Conceitos essenciais
Neural networks can learn complex concepts that are often not easily interpretable. This survey reviews recent methods for explaining the concepts learned by neural networks, ranging from analyzing individual neurons to learning classifiers for entire layers, in order to make neural networks more transparent and easier to control.
Resumo
This survey provides a comprehensive overview of recent approaches for explaining concepts in neural networks. It categorizes the methods into two main groups:
Neuron-Level Explanations:
- Similarity-based approaches compare the activation of individual neurons to predefined concepts, such as the network dissection method that measures the intersection over union between neuron activations and segmented concept images.

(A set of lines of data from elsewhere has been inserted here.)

PR #97, opened 2017-04-15
fix deprecated cmake function

arthurzam:
PRINT_ENABLED_FEATURES and PRINT_DISABLED_FEATURES are deprecated since CMake 3.8.
- Checked using CMake 2.8


zaps166:
Thanks!

PR #107, opened 2017-05-09
use QByteArray::constData() instead of QByteArray::data()

RJVB:
Common practice for read-only access; the Qt documentation claims this is (can be) faster because no data is ever (deep) copied.
The patch modifies the locations where the potential gain should be the most beneficial.
There is 1 other location PortAudioWriter::writeStream(); that hunk intersects with another patch I plan to propose and will thus be part of the corresponding PR (which doesn't mean it cannot be submitted along with these changes).

### DIFF
--- a/src/modules/Inputs/PCM.cpp
+++ b/src/modules/Inputs/PCM.cpp
@@ -91,7 +91,7 @@ bool PCM::read(Packet &decoded, int &idx)
 	const int samples_with_channels = dataBA.size() / bytes[fmt];
 	decoded.resize(samples_with_channels * sizeof(float));
 	float *decoded_data = (float *)decoded.data();
-	ByteArray data(dataBA.data(), dataBA.size(), bigEndian);
+	ByteArray data(dataBA.constData(), dataBA.size(), bigEndian);
 	switch (fmt)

- Causality-based approaches analyze the causal relationship between neuron activations and concepts, either by intervening on the input to measure the influence on neuron activations or by intervening on the neuron activations to measure the impact on concept prediction.
Layer-Level Explanations:
- Concept Activation Vectors (CAVs) train a linear classifier for each concept to identify the presence of the concept in the activations of a specific layer.
- Probing uses a multi-class classifier to evaluate how well the layer activations capture linguistic features, which can then be combined with a knowledge base to provide richer explanations.
- Concept Bottleneck Models explicitly represent each concept as a unique neuron in a bottleneck layer, allowing the model to explain its predictions in terms of the activated concepts.
The survey highlights the progress in this active research area and discusses the opportunities for tighter integration between neural models and symbolic representations, known as neuro-symbolic integration, to make neural networks more transparent and controllable.